Supplied records:
[Start of Attachment]

PR #6643, opened 2020-09-03
CSS ::marker shipping in Chromium 86

Loirooriol:
CSS ::marker shipping in Chromium 86:
https://www.chromestatus.com/feature/6710566854852608

Also, animation and transition support only started working (behind flag) in 83:
https://storage.googleapis.com/chromium-find-releases-static/a46.html#a46d064de471a4f4705cbbffc65d69bac2a44736

I know the data because I implemented ::marker in Chromium.

### DIFF
--- a/css/selectors/marker.json
+++ b/css/selectors/marker.json
@@ -6,33 +6,48 @@
           "description": "<code>::marker</code>",
           "mdn_url": "https://developer.mozilla.org/docs/Web/CSS/::marker",
           "support": {
-            "chrome": {
-              "version_added": "80",
-              "flags": [
-                {
-                  "type": "preference",
-                  "name": "Enable experimental Web Platform features"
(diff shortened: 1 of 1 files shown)


foolip (commented):
Thanks for the updates! If this is also enabled in WebView, can you update the "webview_android" entries as well? "opera", "opera_android" and "samsunginternet_android" will also need updating eventually, but OK to leave them for now since they don't all have releases based on M86 known yet.

Loirooriol:
@foolip Good catch, I have updated webview_android.

foolip (approved):
Thanks for updating WebView! M86 confirmed by https://storage.googleapis.com/chromium-find-releases-static/43c.html#43ce278dfdf8b1897286591564aa32e58743d6f6.

Issue #6326, opened 2020-06-24
Add "iPadOS" to label of the "Safari on iOS" column


a2sheppy:
We currently label the mobile Safari column "Safari on iOS". We should change this to either "Safari on iOS/iPadOS" or "Safari (iOS/iPadOS)". This will help to ensure clarity.

Elchi3:
The current labeling was discussed with Apple and approved by them, so I don't think we should just change this.
@apple-web-evangelist, what do you think about this suggestion?

a2sheppy:
Was that before or after iPadOS was separated from iOS? I don’t recall the timing of this decision.


Eric "Sheppy" Shepherd
Senior Technical Writer
MDN Web Docs
Mozilla

ddbeck:
See https://github.com/mdn/browser-compat-data/blob/master/docs/data-guidelines.md#safari-for-ios-versioning and #2006 for background on this.

I'm disinclined to do this without some reassurances from Apple that iOS and iPadOS data is strictly equivalent. To change the identifier for iOS to also cover iPadOS now would be a strong retroactive claim about the data. For example, we haven't been asking contributors to show some evidence for both iOS _and_ iPadOS when we're reviewing iOS data. If we changed the identifier, it might give people a false idea about the rigor of that data.

othermaciej:
Maybe it should be a separate column? There's some things that are available in iPadOS Safari but not iOS (for example, Media Source Extensions), and I think also vice versa. Another example is Fullscreen API.

vinyldarkscratch:
iOS and iPadOS are still just about the same OS at this point, and I doubt there will be much compatibility differences in the future.  As such, I don't think that creating a new column and a new browser entry are the right way to go about it.  Since there are few differences in compatibility between Safari for iOS and Safari for iPadOS, using notes has been sufficient.

Of course, there could be major compatibility changes down the line.  Let's see what Apple wants us to do going forward!

othermaciej:
We prefer to align Safari for all platforms when possible, but when there's a split, in the future it will more likely be between macOS+iPadOS on the one hand, and iOS on the other.

vinyldarkscratch:
(I just saw your profile and realize that you work at Apple, @othermaciej -- oops, sorry for not noticing before!)

othermaciej:
No worries, I didn't exactly highlight it. We'll try to come up with a proposal for the best way to handle this issue too.

a2sheppy:
[...]

PR #6644, opened 2020-09-04
Update audioTracks/videoTracks/textTracks versions for Safari

sideshowbarker:
This change corrects the Safari version data for the `audioTracks`, `videoTracks`, and `textTracks` members of the `SourceBuffer` interface to reflect, per https://trac.webkit.org/changeset/178172/webkit, the actual version of Safari which first shipped support for them.

Relates to https://github.com/mdn/browser-compat-data/issues/6102

### DIFF
--- a/api/SourceBuffer.json
+++ b/api/SourceBuffer.json
@@ -75,7 +75,9 @@
             "version_added": "8"
           },
           "safari_ios": {
-            "version_added": false
+            "version_added": "13",
+            "partial_implementation": true,
+            "notes": "Exposed in Mobile Safari on iPad but not on iPhone."
           },
           "samsunginternet_android": [
             {
@@ -515,7 +517,9 @@
               "version_added": "8"
             },
             "safari_ios": {
-              "version_added": false
+              "version_added": "13",
+              "partial_implementation": true,
+              "notes": "Exposed in Mobile Safari on iPad but not on iPhone."
             },
             "samsunginternet_android": {
               "version_added": false
@@ -1179,7 +1183,9 @@
               "version_added": "8"
             },
             "safari_ios": {
-              "version_added": false
+              "version_added": "13",
+              "partial_implementation": true,
+              "notes": "Exposed in Mobile Safari on iPad but not on iPhone."
             },
             "samsunginternet_android": {
               "version_added": false
@@ -1431,7 +1437,9 @@
               "version_added": "8"
             },
             "safari_ios": {
-              "version_added": false
+              "version_added": "13",
+              "partial_implementation": true,
+              "notes": "Exposed in Mobile Safari on iPad but not on iPhone."
             },
             "samsunginternet_android": {
               "version_added": false
--- a/api/HTMLMediaElement.json
+++ b/api/HTMLMediaElement.json
@@ -252,10 +252,10 @@
               ]
             },
             "safari": {
-              "version_added": true
+              "version_added": "8"
             },
             "safari_ios": {
-              "version_added": true
+              "version_added": "8"
             },
             "samsunginternet_android": {
               "version_added": false
@@ -3614,7 +3614,10 @@
               "version_added": true
             },
             "safari": {
-              "version_added": true
+              "version_added": "8"
+            },
+            "safari_ios": {
+              "version_added": "8"
             }
           },
           "status": {
@@ -3757,7 +3760,10 @@
               ]
             },
             "safari": {
-              "version_added": true
+              "version_added": "8"
+            },
+            "safari_ios": {
+              "version_added": "8"
             },
             "samsunginternet_android": {
               "version_added": false


foolip:
https://trac.webkit.org/changeset/178172/webkit does not seems related to shipping audioTracks/videoTracks/textTracks, it only moves them around in the IDL file and they're still behind `[Conditional=VIDEO_TRACK]`.

foolip:
Understanding when this really shipped is made more complicated by `[NoInterfaceObject]` used on the interface in WebKit until https://trac.webkit.org/changeset/206146/webkit, where it was removed as a drive-by in another change. @vinyldarkscratch FYI you may run into this in the next part of https://github.com/mdn/browser-compat-data/pull/6642.

api/SourceBuffer.json
```diff
@@ -75,7 +75,7 @@
             "version_added": "8"
           },
           "safari_ios": {
-            "version_added": false
+            "version_added": "8"
```
foolip, line 78: I've tested http://software.hixie.ch/utilities/js/live-dom-viewer/saved/8420 on iPhones in BrowserStack to try to confirm when MSE was added, but it's not there even on Safari 13. https://caniuse.com/mediasource suggests that it's only for iPad. If that's correct, we should have notes in the BCD data as well.

api/SourceBuffer.json
```diff
@@ -471,10 +471,10 @@
               "version_added": "14"
             },
             "safari": {
-              "version_added": "8"
+              "version_added": "11"
```
foolip, line 474: I've tested https://software.hixie.ch/utilities/js/live-dom-viewer/?saved=8419 on Safari (macOS) in BrowserStack and see support at least back to 10.1. Before that point I'm not sure because the interface object was not exposed at one point. But at any case the methodology here seems unreliable, so another look would be good.

foolip (commented):
I'm unable to confirm the suggested versions, so more evidence would be great.

sideshowbarker:
Paging in @eric-carlson and @jernoble, who I think will be able to give us some guidance here.

Eric, Jer, we’re trying to figure out two things:

1. What were the first versions of Safari and iOS Safari that shipped with `audioTracks`/`videoTracks`/`textTracks` support?
2. What were the first versions of Safari and iOS Safari that shipped with `SourceBuffer` support?

alshamiri5 (approved):

jernoble:
> 1. What were the first versions of Safari and iOS Safari that shipped with `audioTracks`/`videoTracks`/`textTracks` support?

This first landed in Safari 8 on MacOS X Yosemite, and in Mobile Safari on iOS 8.

> 2. What were the first versions of Safari and iOS Safari that shipped with `SourceBuffer` support?

This also landed in Safari 8 on MacOS X Yosemite, and later in Mobile Safari on iPad in iOS 13.

sideshowbarker:
@jernoble Thanks much

One thing I realize now I should have been more clear about: given that both `HTMLMediaElement` and `SourceBuffer` have `audioTracks`/`videoTracks`/`textTracks` properties, we need to confirm the data for those properties for both the `HTMLMediaElement` and `SourceBuffer` cases.

So can you please either confirm the following, or let me know any further corrections needed —

* `audioTracks`/`videoTracks`/`textTracks` for `HTMLMediaElement` shipped in macOS Safari 8, and in Mobile Safari on iOS 8
* `SourceBuffer` — with `audioTracks`/`videoTracks`/`textTracks` properties implemented/exposed — shipped in macOS Safari 8, and later in Mobile Safari in iOS 13

Specifically, the particular details I’m not completely sure about are:

* When `SourceBuffer` shipped initially, did it implement/expose `audioTracks`/`videoTracks`/`textTracks` properties, or instead was support for those was added later?
* Did Mobile Safari on iPhone in iOS 13 ship with `SourceBuffer` support implemented/exposed? (I ask because in your previous comment, you specifically mention only Mobile Safari on iPad)

jernoble:
> * When `SourceBuffer` shipped initially, did it implement/expose `audioTracks`/`videoTracks`/`textTracks` properties, or instead was support for those was added later?

Yes, those properties were exposed from the start. <https://bugs.webkit.org/show_bug.cgi?id=123374>

> * Did Mobile Safari on iPhone in iOS 13 ship with `SourceBuffer` support implemented/exposed? (I ask because in your previous comment, you specifically mention only Mobile Safari on iPad)

No, Mobile Safari on iPhone does not expose any MSE APIs.

sideshowbarker:
@foolip I amended the commit to reflect the details from Jer.

To document what Jer indicated about `SourceBuffer` being exposed in Safari on iPad but not on iPhone, I marked `safari_ios` for it with `partial_implementation:true` and an *“Exposed in Mobile Safari on iPad but not on iPhone”* note. But I’m not sure if that’s actually the best way to indicate it — I don’t know if we have a precedent — so I guess it would be good if @ddbeck could also weigh in with some guidance.

vinyldarkscratch:
We've discussed separating iPadOS into its own column in #6326 a bit.  For now, I think you've got the right idea to add a note!

ddbeck:
Yep putting this in a note is the way to go right now.

foolip (approved):
Thanks @jernoble for confirming the releases for these bits, and thanks @sideshowbarker! I'll go ahead and land this now.

foolip:
@vinyldarkscratch there ought to be a whole bunch of MSE APIs that can be updated in a similar way to this PR, in case you want to collect results from iPad.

[End of Attachment]

Problem requirements:
The line containing "Also, animation and" marks the end. Please print exactly every line from the top of the data to it, both included, and nothing more.

Answer for the task:
PR #6643, opened 2020-09-03
CSS ::marker shipping in Chromium 86

Loirooriol:
CSS ::marker shipping in Chromium 86:
https://www.chromestatus.com/feature/6710566854852608

Also, animation and transition support only started working (behind flag) in 83:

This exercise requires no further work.